PDAC challenging federal grant incentive plan

The Prospectors and Developers Association of Canada (PDAC) has expressed concern about the federal government’s new grant incentive program for mineral exploration on a number of issues.

The program, to be known as the Canadian Exploration Incentive Program (CEIP), will allow companies to claim up to 30% of their exploration expenses (to a maximum $10 million) in the form of a grant, starting Jan 1, 1989.

The start of CEIP will be tied in with an overhauling of the flow- through financing scheme which currently allows for a tax writeoff of $1.33 for every $1 invested on mining exploration. Starting Jan 1, individual tax writeoffs will be reduced to a dollar-for-dollar basis, while for corporations, the writeoff will fall to $1.16 on Jan 1, 1989, and $1 (dollar-for-dollar) on Jan 1, 1990.

The PDAC’s three major concerns deal with an exploration cost listed as a Canadian exploration and development overhead expense, the rules as they apply to associated companies, and arm’s length regulations. Overhead expense

Proposed by the mineral policy sector of Energy Mines and Resources Canada is making the overhead expense ineligible, such an expense referring in general to a cost incurred off the property. The PDAC points out that a number of necessary activities related to exploration take place off the property. Early reconnaissance work, it says, could involve non-site specific expenses equal to 16-20% of total exploration costs.

The PDAC suggests the definition for overhead expense contained in the current income tax regulations would serve the CEIP program and should be adopted by the ministry.

The dates May 2 and May 3, 1988, are central to the second major concern, which deals with associated companies. The PDAC says that in general terms, where a company becomes actively involved in exploration after May 2, that company would be considered to be associated with another company where 10% or more of the company’s shares are owned by the other company, or 10% or more of each corporation’s shares are owned by the same person. Where a company was actively involved in exploration prior to May 3, the applicable percentage is 50%. Spending limit

Of concern to the government is the possibility of the $10 million limit being breached more than once by a group of companies, in the case, for example, of a junior seeking to increase its interest in a project being developed in partnership with a senior. (The senior may have already reached the eligible spending limit).

The PDAC says establishing two sets of rules depending on the date is discriminatory, and it recommends the government reconsider this proposal.

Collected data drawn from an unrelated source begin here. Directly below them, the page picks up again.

PR #2277, opened 2025-10-16
fall back after failing ldconfig-based lib loading for cuDNN

getim:
# Description
This PR is a follow-up to #1989 and applies the suggested changes from the comments on that PR.

This change accomplishes two things:
* It avoids the `shell=True` as suggested by the original comment
* The `ldconfig -p | grep <pattern>` fails when the library we're searching for is not found. Since this command is executed with `check_output`, a `CalledProcessError` is raised. That means the final line of the function that uses `LD_LIBRARY_PATH` is effectively unreachable.

## Type of change

- [ ] Infra/Build change
- [ ] Code refactoring

## Changes
- Remove the early filtering with `grep` to avoid `shell=True` and command failures. 

# Checklist:

### DIFF
--- a/transformer_engine/common/__init__.py
+++ b/transformer_engine/common/__init__.py
@@ -252,9 +252,7 @@ def _load_cudnn():
         return handle
 
     # Attempt to locate libcudnn via ldconfig
-    libs = subprocess.check_output(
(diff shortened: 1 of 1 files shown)


timmoon10 (approved):
LGTM, thanks for the fix.

PR #2278, opened 2025-10-16
Wheels for cuda 13

ksivaman:
# Description

Support PyPI wheels for cuda13 and make required changes to build scripts and dependency structure.

## Type of change

- [x] Infra/Build change
- [x] Code refactoring

## Changes

- Change dependency structure of the meta package such that the core package is now a dependency of the framework extensions. This allows us to detect the available cudart version dynamically via the frameworks when the sdists are compiled on the user machine.
- Add extra dependency for the core package so that we retain being able to use TE without any framework extensions. `te[core_cu12]` and `te[core_cu13]` will install the required package for the specified cuda version and `te[core]` will default to a version of our choice, for now cuda 12. This is a breaking change for users with this workflow as `pip install transformer-engine` now installs just the empty package with no functionality.
- Fix script to build wheel in order to accommodate changes introduced in #2177.
- Miscellaneous changes to wheel related scripts for ease of use and compiling all needed artifacts for PyPI.

# Checklist:

### DIFF
--- a/transformer_engine/common/gemm/cublaslt_gemm.cu
+++ b/transformer_engine/common/gemm/cublaslt_gemm.cu
@@ -140,6 +140,16 @@ GemmParam CanonicalizeGemmInput(const transformer_engine::Tensor &A, const cubla
       } else {
         NVTE_CHECK(!is_fp8_dtype(ret.Atype), "Input A is missing column-wise usage");
       }
+    } else if (nvte_is_non_tn_fp8_gemm_supported() && !A.has_data()) {
+      // Blackwell supports any GEMM layout for FP8, so we can use column-wise/transposed
+      // data  with the mirrored transpose-flag if we don't have row-wise data.
+      NVTE_CHECK(A.has_columnwise_data() && is_fp8_dtype(A.columnwise_data.dtype),
+                 "Input A is missing column-wise usage");
+      ret.A = A.columnwise_data.dptr;
+      ret.transA = is_A_transposed ? CUBLAS_OP_N : CUBLAS_OP_T;
+      ret.Atype = A.columnwise_data.dtype;
+      ret.A_scale_inv = A.columnwise_scale_inv.dptr;
+      ret.lda = is_A_transposed ? m : k;
     }
 
     if (is_fp8_dtype(ret.Atype)) {
@@ -221,6 +231,16 @@ GemmParam CanonicalizeGemmInput(const transformer_engine::Tensor &A, const cubla
       } else {
         NVTE_CHECK(!is_fp8_dtype(ret.Btype), "Input B is missing column-wise usage");
       }
+    } else if (nvte_is_non_tn_fp8_gemm_supported() && !B.has_data()) {
+      // Blackwell supports any GEMM layout for FP8, so we can use column-wise/transposed
+      // data with the mirrored transpose-flag if we don't have row-wise data.
+      NVTE_CHECK(B.has_columnwise_data() && is_fp8_dtype(B.columnwise_data.dtype),
+                 "Input B is missing column-wise usage");
+      ret.B = B.columnwise_data.dptr;
+      ret.transB = is_B_transposed ? CUBLAS_OP_N : CUBLAS_OP_T;
+      ret.Btype = B.columnwise_data.dtype;
+      ret.B_scale_inv = B.columnwise_scale_inv.dptr;
+      ret.ldb = is_B_transposed ? k : n;
     }
 
     if (is_fp8_dtype(ret.Atype)) {


ksivaman:
pipeline 36803310

transformer_engine/common/__init__.py
```diff
@@ -8,35 +8,53 @@
...
     try:
-        metadata(package)
+        distribution(package)
     except PackageNotFoundError:
         return False
     return True
 
 
+@functools.lru_cache(maxsize=None)
+def _is_package_installed_via_pypi(package) -> bool:
```
timmoon10: This function is misleading. It only checks TE and it will return `True` if TE was installed from a non-PyPI wheel.
```suggestion
def _is_transformer_engine_installed_from_wheel(package) -> bool:
```

transformer_engine/common/__init__.py
```diff
@@ -130,46 +161,66 @@ def load_framework_extension(framework: str) -> None:
...
         extra_dep_name = "pytorch"
 
+    # Find the TE packages. The core and framework packages can only be installed via PyPI.
+    # For the `transformer-engine` package, we need to check explicity.
+    te_core_installed, te_core_package_name, te_core_version = get_te_core_package_info()
+    te_framework_installed = _is_package_installed(module_name)
+    te_installed = _is_package_installed("transformer_engine")
+    te_installed_via_pypi = _is_package_installed_via_pypi("transformer_engine")
+
+    assert te_installed, "Could not find `transformer-engine`."
```
timmoon10: This is checking the output of `_is_package_installed("transformer_engine")`:
```suggestion
    assert te_installed, "Could not find `transformer_engine`."
```

transformer_engine/common/__init__.py
```diff
@@ -8,35 +8,53 @@
...
 
 
+@functools.lru_cache(maxsize=None)
+def _is_package_installed_via_pypi(package) -> bool:
+    """Check if the given package is installed via PyPI."""
+
+    if not _is_package_installed(package):
+        return False
+
+    te_dist = distribution("transformer-engine")
```
timmoon10: Do we need to check that this `transformer-engine` package matches the currently loaded `transformer_engine` module? It's possible that the user has multiple TE installs (e.g. the system comes with a PyPI system install in `/usr/local/lib/python3.12/dist-packages` and a non-root user has built TE locally in `~/.local/lib/python3.12/site-packages`).

transformer_engine/common/__init__.py
```diff
@@ -130,46 +161,66 @@ def load_framework_extension(framework: str) -> None:
...
-            "transformer_engine_cu12"
-        ), "Could not find `transformer-engine-cu12`."
-        assert (
-            version(module_name)
-            == version("transformer-engine")
-            == version("transformer-engine-cu12")
-        ), (
-            "TransformerEngine package version mismatch. Found"
+    # extension are all installed via PyPI and have matching versions.
+    if te_framework_installed:
```
timmoon10, line 176: This check matches the existing behavior, so not critical to fix in this PR. However, if the user has multiple TE builds, it's perfectly possible that there is an irrelevant `transformer_engine_torch` package installed somewhere that we will never import, so version checking would cause unnecessary failures.

transformer_engine/common/__init__.py
```diff
@@ -130,46 +161,66 @@ def load_framework_extension(framework: str) -> None:
...
-            )
-
     # After all checks are completed, load the shared object file.
     spec = importlib.util.spec_from_file_location(module_name, _get_shared_object_file(framework))
     solib = importlib.util.module_from_spec(spec)
     sys.modules[module_name] = solib
     spec.loader.exec_module(solib)
 
 
+def sanity_checks_for_pypi_installation() -> None:
```
timmoon10, line 195: Similar questions as in `load_framework_extension`.

transformer_engine/common/__init__.py
```diff
@@ -112,6 +130,19 @@ def _get_shared_object_file(library: str) -> Path:
     )
 
 
+def get_te_core_package_info() -> Tuple[bool, str, str]:
+    """
+    Check if Tranformer Engine core package is installed.
+    Returns the module name and version if found.
+    """
+
+    te_core_packages = ("transformer-engine-cu12", "transformer-engine-cu13")
```
timmoon10, line 139: I worry about an edge case when there are multiple TE installs with different CUDA versions. This logic prioritizes CUDA 12, so we might load the wrong one. Not sure the beset way to handle this though. Is there a way to interrogate a PyPI package's upstream dependencies?

transformer_engine/common/__init__.py
ksivaman: With the package structure that we have, it is probably a good thing in this case in order to avoid loading the wrong .so or possibly some other bug that could come with having multiple installs. I presume that this is a rare use case.

General note and for the questions below as well: We ship 5 packages in PyPI and have a different structure for source vs wheel installation. Dealing with validating multiple installations of TE given the combination of all of these different packages and versions is a non-trivial problem out of the scope of this PR.

fzyzcjy:
Hi, may I know when will the cu13 be able to be installed? I would like to install TE on cuda13.0 hardware and thus would be great to have it. or, is there any workaround for it?

ksivaman:
@fzyzcjy Wheels for TE core cuda 13 will be available from `release_v2.9` which will be in ~2 weeks. Until then, TE can be used on cuda13 via [source installation](https://github.com/NVIDIA/TransformerEngine/blob/main/docs/installation.rst#installation-from-source).

yiakwy-xpu-ml-framework-team:
I build local transformer engine (becuase megatron-core and megatron bridge have been broken)

```
# v2.9 70f536662ae10a62a54f4ed1ba92e3314c5cfd69, cuda 12.8, pytroch 2.9, FA 2.8.3, FA3, nvshmem supported, H100 DGX
export NVTE_FRAMEWORK=pytorch
export NVTE_RELEASE_BUILD=1
export NVTE_UB_WITH_MPI=1
export MPI_HOME=/opt/openmpi/
export NVTE_ENABLE_NVSHMEM=1
export NVSHMEM_HOME=/usr/local/nvshmem
export NVTE_FRAMEWORK=pytorch
pip install -v -e .[pytorch]
```

截屏2025-11-20 21 27 13

here is what installed :

截屏2025-11-20 21 34 24

However when I import transformer engine

截屏2025-11-20 21 36 36

Whay are we checking this ? Is this necessary ?

截屏2025-11-20 21 43 15

> te_core_packages = ("transformer-engine-cu12", "transformer-engine-cu13")

NOTE : pip3 install --no-build-isolation transformer-engine[pytorch] is already broken

and this line should be removed :

> assert te_installed_via_pypi, "Could not find `transformer-engine` PyPI package."

 @ksivaman @fzyzcjy @timmoon10

yiakwy-xpu-ml-framework-team:
Here is right version after fix :

截屏2025-11-20 22 08 18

“We believe the level of the 10% test is so low that traditional ways of financing in the mineral exploration sector could be adversely affected. We believe the 50% test, combined with an anti-avoidance rule, could deal just as effectively with the government’s concern,” says the organization.

The third issue deals with a proposal to deny CEIP payments where flow-through shares are issued to a non-arm’s length investor. The PDAC points out that it is common practice for the controlling shareholder of a junior to seek to purchase a portion of his company’s flow-through issue because he does not want his ownership percentage to be diluted. Also, from a marketing point of view, new investors would prefer to put their money in a company in which the promoter/operator is risking his own money.

The PDAC recommends the arm’s length rule not apply where the non-arm’s length investor acquires an amount of flow-through shares which does not increase his percentage interest in the company.